## ACTIVITY
Find and copy each line of the records where the string "vars" shows up.

RECORDS FOR THE EXERCISE: Begin

Issue #616, opened 2023-11-02
Use json_each for bulk data load


gorbak25:
Instead of making batches of a dozen inserts at a time do all inserts in 1 query using a json table passed to json_each. In postgres the same can be done using unnest but sqlite doesn't support arrays :( 
https://github.com/electric-sql/electric/blob/02d2b6c69b4d1cd78b49bd38b3128f3949f3fc52/clients/typescript/src/satellite/process.ts#L458

kevin-dp:
Hey @gorbak25, thanks for your input, this could be a good solution to the problem!
We will need to test it and benchmark it a bit but we will definitely give it a try 👍

PR #1157, opened 2024-04-15
feat(client): Use `json_each` for batch insert of subscription data

msfstef:
Addresses https://github.com/electric-sql/electric/issues/616

I've benchmarked the difference for our `_applySubscriptionData` method as a whole, below you can see a small bar chart for results using better_sqlite3 in Node where the difference between the previous and new method is within +-2% of each other across all ranges (and that is inserting simple child and parent records).

image

I've also benchmarked it using wa-sqlite with our canonical items example, and at 50-100k items the initial sync with the new `json_each` approach was consistently ~10% faster. For small numbers of records the JSON serialization and deserialization might be a small overhead but with larger numbers of records I suspect we gain speed because there's fewer back and forths with sqlite.

Overall my main argument for opting for this method over the previous one is that it requires fewer magic numbers and `maxSqlParameters` configurations and is relatively easy to understand and relies more on SQLite than it does on client code.

### DIFF
--- a/.changeset/fair-ravens-chew.md
+++ b/.changeset/fair-ravens-chew.md
@@ -1,0 +1,5 @@
+---
+"electric-sql": patch
+---
+
+Use `json_each` for bulk loading initial synced data
--- a/clients/typescript/src/satellite/process.ts
+++ b/clients/typescript/src/satellite/process.ts
@@ -63,7 +63,7 @@ import {
 import { Mutex } from 'async-mutex'
 import Log from 'loglevel'
 import { generateTableTriggers } from '../migrators/triggers'
-import { prepareInsertBatchedStatements } from '../util/statements'
+import { prepareInsertJsonBatchedStatement } from '../util/statements'
 import { mergeEntries } from './merge'
 import { SubscriptionsManager, getAllTablesForShape } from './shapes'
 import { InMemorySubscriptionsManager } from './shapes/manager'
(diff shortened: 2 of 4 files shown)


msfstef:
Investigated failing e2e - since blobs cannot be trivially serialized and it would require knowledge of _what_ is being serialized and how in order to properly deserialize the appeal of the simplicity of this approach is lost to the need to introduce these kinds of checks and conversions. Similar thing for special JS number values (Infinity etc).

Delegating to the SQLite wrapper's bind parameter implementation is a safer choice.

It would still be possible to use this approach for the shadow table as it is simple and only has strings and number by definition but I'm not sure if having two methods to do batch inserts that have similar performance has any benefit, it only complicates the codebase.

If you agree @kevin-dp we can close the source issue?

samwillis (commented):
As this touches the same code as #1038 which introduces a query builder for the snapshot queries it should not be merged until after that as PG on the client is a priority right now. I've not looked at how this PR would need to change to be compatible with it, or if we can have alternative methods for both SQLite and Postgres.

It would be interesting to benchmark the same JSON based method on top of Postgres and PGlite too.

msfstef:
@samwillis if you look at my [comment above](https://github.com/electric-sql/electric/pull/1157#issuecomment-2057036107) inserting data using `json_each` requires first serializing our input and then deserializing it within the context of SQLite (or Postgres soon).

Given the minimal performance gains from using this approach (at least from my preliminary benchmarking), once we need to start handling special cases for serialization and deserialization that also depend on the SQLite version and json functions, the "simplification" benefit is kind of lost. Sticking with SQLite parameter binding I think is much safer and better to deal with the limit on number of parameters to bind.

If you agree I will close this PR and the referenced issue as well.

kevin-dp:
Hi Stefanos, i agree with you on closing this for now. It looks appealing at first, but if we have to start special casing, the simplicity benefit is lost. If we would introduce this purely for performance reasons, then - as mentioned by Sam - we will also want to benchmark it on PG and PGlite.

Issue #666, opened 2023-11-15
Expose the constructor for ElectricDatabase


gorbak25:
I've moved sqlite off the main thread using comlink for the ui in quickmix.io to be snappy during heavy db operations. I've then started playing around with the VFS and settled for AccessHandlePoolVFS. The problem is that the constructor for ElectricDatabase is private and i need to ignore the typechecker for that line of code.

Here's how i initialize the db:
```js
async function initDb(dbName: string) {
  if (_electricDb != null) {
    return;
  }

  // Initialize SQLite
  const SQLiteModule = await SQLiteESMFactory()

  // Build API objects for the module
  const sqlite3 = SQLite.Factory(SQLiteModule)

  const vfs = new AccessHandlePoolVFS(`/${dbName}`)
  await vfs.isReady;

  // Register a Virtual File System with the SQLite runtime
  sqlite3.vfs_register(vfs, true)

  // Open the DB connection
  // see: https://rhashimoto.github.io/wa-sqlite/docs/interfaces/SQLiteAPI.html#open_v2
  const db = await sqlite3.open_v2(
    dbName,
    SQLite.SQLITE_OPEN_CREATE | SQLite.SQLITE_OPEN_READWRITE)

  // eslint-disable-next-line @typescript-eslint/ban-ts-comment
  // @ts-ignore
  _electricDb = new ElectricDatabase(dbName, sqlite3, db);
}
```
I would love to avoid using ` // @ts-ignore`

kevin-dp:
Hi @gorbak25, i'll create a PR to expose the constructor and will keep you informed 👍

kevin-dp:
In addition, we could also extend `init` with an optional argument to provide the VFS to use.

balegas:
I was talking with @samwillis today about this. One issue is that some of the VFSs don't work well across tabs -- like the `AccessHandlePoolVFS`.

An intermediate solution, would be to add a worker-based driver that is pre-configured with a tab-safe VFS (if there is any that is really so). This would help with the issues when applying queries take time, blocking the UI, but is still safe for the developer.

Exposing the constructor needs to come with a large warning banner and so far we have refrained from doing that. Exposing the constructor and having a sensible default would also be okay.

msfstef:
Closing as we are focusing on making our web support work with multiple tabs and generally making it as consistent as possible - we are now exporting our driver implementation interface so if there's a unique need you can implement a custom driver.

See https://github.com/electric-sql/electric/pull/1158 for discussion.

PR #1158, opened 2024-04-15
feat(client): Allow choosing custom `wa-sqlite` VFS

msfstef:
Addresses https://github.com/electric-sql/electric/issues/666 (issue of the beast 🤘)

Adds a secondary static initialiser to `ElectricDatabase` to provide custom VFS - we can skip documenting it or add a mention to it to the `wa-sqlite` driver docs, but it addresses the above issue.

We can add a note about not guaranteeing compatibility on that initialiser, but If we don't want to allow this at all then we should probably close the issue?

### DIFF
--- a/.changeset/short-mugs-doubt.md
+++ b/.changeset/short-mugs-doubt.md
@@ -1,0 +1,5 @@
+---
+"electric-sql": patch
+---
+
+Allow choosing a VFS for `wa-sqlite` driver integration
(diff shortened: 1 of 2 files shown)


samwillis:
I'm not sure how I feel about this at this point, it's a sensible change but part of the current design work is around how we make Electric work with OPFS and multiple tabs. This change doesn't enable OPFS as wa-sqlite needs to be in a web worker, it only really enables swapping to an alternative IndexedDB or an in-memory VFS.

msfstef:
@samwillis I agree, what we provide should work out of the box and now that we've exposed custom driver implementations people that are willing to experiment with more specific configurations are free to re-implement their own driver anyway.

If you agree I can close/reject this PR and close the reference issue?

samwillis:
@msfstef Agreed, close for now

Issue #911, opened 2024-02-01
electric-sql generate `PROXY_URL` always the same


digoburigo:
When trying the tutorial for manually installing `ElectricSQL` when I try to use `npx electric-sql generate` it's always pointing to this URL `postgresql://prisma:********@localhost:65432/electric-app`.

Tried to use the `--proxy` flag on the CLI and setting the `ELECTRIC_PROXY` env and none of them work.

The only one thing that I was able to change was the database name that is linked to the `package.json` `name` conifiguration.

Is there a bug with this or maybe I'm missing something. Can someone help me with this?

using watch mode

```bash
npx electric-sql generate -w -p postgresql://postgres:proxy_password@localhost:65432/postgres
Generating Electric client...
Service URL: http://localhost:5133
Proxy URL: postgresql://prisma:********@localhost:65432/electric-app
```

kevin-dp:
Hi @digoburigo, i have encountered a similar issue and flagged it up. There is a workaround that works on my machine which is to define the environment variables in a file called `.env` in the root folder of your project (i.e. in the same directory as where your `package.json` resides). And then calling `npx electric-sql generate -w` should take into account the environment variables.

samwillis:
@digoburigo, I've just been looking into this. There are two things happening in the copied command and output (also copied below)

```
npx electric-sql generate -w -p postgresql://postgres:proxy_password@localhost:65432/postgres 
Generating Electric client...
Service URL: http://localhost:5133
Proxy URL: postgresql://prisma:********@localhost:65432/electric-app
```

1. The username is hard coded to `prisma` in the generator, as it puts the proxy it into a special introspection mode. So this is correct.

2. The database name is incorrect, and from some initial testing does seem to not be carried through correctly.

Were those the two things you noticed?

I have tested changing the hostname and port, they are correctly handled.

I need to check with @magnetised, but I believe the database name is ignored by the proxy as electric is only connecting to a single database. With those two things, I think the generator command should have worked as copied.

The bug that @kevin-dp found is related to the `start` command with the `--image` or `ELECTRIC_IMAGE` env var and I believe is unrelated.

kevin-dp:
@samwillis indeed, a quick test confirms that the host and port are correctly fetched from the argument and it always uses the project's name as the database name but as you said, i believe that the proxy ignores the database name anyway.

alco:
>  the proxy ignores the database name anyway
I can confirm that.

digoburigo:
[...]

PR #1159, opened 2024-04-15
fix(cli): Fix CLI `PROXY` option to correctly infer DB name and not print introspection URL

msfstef:
Fixes https://github.com/electric-sql/electric/issues/911

As per the title, we fallback to the proxy URL to infer the database name if the database URL is not specified, and we print the proper proxy url as the proxy url rather than the Prisma introspection one to avoid confusing users.

### DIFF
--- a/clients/typescript/src/cli/migrations/migrate.ts
+++ b/clients/typescript/src/cli/migrations/migrate.ts
@@ -88,7 +88,7 @@ export async function generate(options: GeneratorOptions) {
       }
     }
     console.log('Service URL: ' + opts.config.SERVICE)
-    console.log('Proxy URL: ' + stripPasswordFromUrl(opts.config['PROXY']))
+    console.log('Proxy URL: ' + stripPasswordFromUrl(opts.config.PROXY))
     // Generate the client
     if (opts.watch) {
       watchMigrations(opts)
--- a/clients/typescript/src/cli/migrations/migrate.ts
+++ b/clients/typescript/src/cli/migrations/migrate.ts
@@ -88,9 +88,7 @@ export async function generate(options: GeneratorOptions) {
       }
     }
     console.log('Service URL: ' + opts.config.SERVICE)
-    console.log(
-      'Proxy URL: ' + stripPasswordFromUrl(buildProxyUrl(opts.config))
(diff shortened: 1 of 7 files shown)


clients/typescript/src/cli/migrations/migrate.ts
```diff
@@ -89,8 +89,7 @@ export async function generate(options: GeneratorOptions) {
     }
     console.log('Service URL: ' + opts.config.SERVICE)
     console.log(
-      'Proxy URL: ' +
-        stripPasswordFromUrl(buildProxyUrlForIntrospection(opts.config))
+      'Proxy URL: ' + stripPasswordFromUrl(buildProxyUrl(opts.config))
```
samwillis, line 92: should this not just be `'Proxy URL: ' + opts.config.PROXY` as that's the fully built proxy url?

Then I'm not sure we need the  `buildProxyUrl`

msfstef: yep you're right

msfstef:
@samwillis also fixed the `ELECTRIC_` vars not working as CLI options:
https://github.com/electric-sql/electric/pull/1159/commits/8f6bf175fd965ba29fc7297029eba3675964c7f3

samwillis (approved):
👍

alco:
> @samwillis also fixed the `ELECTRIC_` vars not working as CLI options: [8f6bf17](https://github.com/electric-sql/electric/commit/8f6bf175fd965ba29fc7297029eba3675964c7f3)

Does it correctly handle options such as `ELECTRIC_USE_IPV6`?

msfstef:
@alco this fix was for arguments passed to the CLI directly, at least the [documented ones](https://electric-sql.com/docs/api/cli#options-2) which don't include `ELECTRIC_USE_IPV6`.

We document setting `ELECTRIC_USE_IPV6` as an environment variable which does indeed work, although I plan on adding more unit and integration tests to the CLI - I'm sure I'll capture other issues doing that, but if you're already aware of some please do let me know.

alco:
@msfstef Oh, sorry, my bad. Wasn't paying enough attention.

PR #1160, opened 2024-04-16
fix(electric): make sure migration statements preserve order

icehaunter:


components/electric/lib/electric/replication/shapes/change_processing/reduction.ex
```diff
@@ -47,14 +47,17 @@ defmodule Electric.Replication.Shapes.ChangeProcessing.Reduction do
...
           {Graph.t(), [Changes.change() | Changes.Gone.t()], subquery_actions()}
   def unwrap(reduction(graph: graph, operations: ops, gone_nodes: gone, actions: actions) = state) do
-    changes =
-      reduction(state, :passthrough_operations) ++
-        Enum.map(gone, fn {relation, pk} -> %Changes.Gone{relation: relation, pk: pk} end) ++
-        Enum.map(ops, &unwrap_operation/1)
+    operations = Enum.map(ops, &unwrap_operation/1)
+    ops_and_gone = Enum.reduce(gone, operations, &[build_gone_msg(&1) | &2])
+
+    # Side-effect here is that migration statements within a transaction are hoisted to be first changes.
```
magnetised, line 53: yikes. that feels risky. is there no way to preserve the order of the statements? under the current additive migrations only constraint i can't see it causing any problems at the moment but if it's possible to get the order right now it makes sense to do it.

magnetised (approved):
if its possible to completely preserve a txn's statement order i think we should do it. if you think that fails a cost-benefit analysis atm then it should be ok for now.

components/electric/lib/electric/replication/shapes/change_processing/reduction.ex
icehaunter: It was the same case last time you reviewed this code, I just added a comment now. I believe mixed DML/DDL transactions are an edge case in general, and I don't want to address it right now.

As you can see in the spec, ops is a map, not a list, so we lose operation ordering right now. I can work later to preserve order better

PR #1162, opened 2024-04-16
chore(e2e): Web example e2e testing

msfstef:
Added basic e2e tests for the web examples using [Playwright](https://playwright.dev/) and added a CI workflow with a matrix for the web projects. The idea is that the same workflow will also handle the mobile and desktop projects as well.

There is a certain level of duplication for these tests but I think it's better to keep them isolated per project/example as each one might have it's own specific requirements - the alternative would be to have yet another project called something like "examples-e2e" with the e2e logic (which _should_ be shared among all canonical examples) and then just checkout and run the projects and test against them.

We can sort out those details as we go but I think it's worth adding _something_ that's testing them right now.

I've taken care to remove the e2e logic from the starter templates in the `create-electric-app` CLI and used the opportunity to fix an issue with configuring ports and add more e2e tests for it (including interactivity e2e test).


.github/workflows/examples_e2e.yml
```diff
@@ -0,0 +1,43 @@
...
+        run: |
+          npm run backend:up &&
+          npm run db:migrate &&
+          npm run client:generate
+      - name: Start dev server in background
+        working-directory: ${{ matrix.example_dir }}
+        run: npm run dev < /dev/null &
+      - name: Run e2e tests
+        working-directory: ${{ matrix.example_dir }}
+        run: npm run e2e
```
icehaunter, line 43: Slightly more consise

```suggestion
    defaults:
      run:
        working-directory: ${{ matrix.example_dir }}
    steps:
      - uses: actions/checkout@v4
      - uses: actions/setup-node@v4
        with:
          node-version: lts/*
      - name: Install dependencies
        run: npm ci
      - name: Start backend, run migrations, generate client
        run: |
          npm run backend:up &&
          npm run db:migrate &&
          npm run client:generate
      - name: Start dev server in background
        run: npm run dev < /dev/null &
      - name: Run e2e tests
        run: npm run e2e
```

msfstef: Ah thank you, I was looking for that config!

kevin-dp (approved):
Really amazing job you did here!

I'm just wondering about the code duplication of the playwright tests.
From what i could see, the test logic is exactly the same for both web-wa-sqlite and web-wa-sqlite-vuejs which is normal since we want these 2 example apps to look and do the same.

Could we extract the test logic into a common file and have the 2 examples call those tests? Similarly to how i did in the PG on the client PR (a file containing common test logic that exports a `test` function which is then called by PG and SQLite versions passing specific context if needed)

msfstef:
@kevin-dp I hear your point and I think I like the refactored approach more.

I moved everything into a new project under `examples/_testing` (underscored to make it clear to anyone looking at examples that it's only there out of convenience) that handles all the testing code.

Since these tests are meant to be e2e and therefore don't need to know any implementation detail, only the expected user-facing behaviour, I think it's fine to keep them separate. This should help maximise reusability as well.

kevin-dp (approved):

Issue #868, opened 2024-01-22
Listener warning


KyleAMathews:
I have a view with a lot of small components that all have a small query listening for updates to their specific object — which should be a supported use case I'd assume? Or if there is an actual limit you want to warn against, set it to that. But I'm assuming the eventemitter is just set to the default (11 I think).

RECORDS FOR THE EXERCISE: End

## WRITTEN SOLUTION
@samwillis also fixed the `ELECTRIC_` vars not working as CLI options:
> @samwillis also fixed the `ELECTRIC_` vars not working as CLI options: [8f6bf17](https://github.com/electric-sql/electric/commit/8f6bf175fd965ba29fc7297029eba3675964c7f3)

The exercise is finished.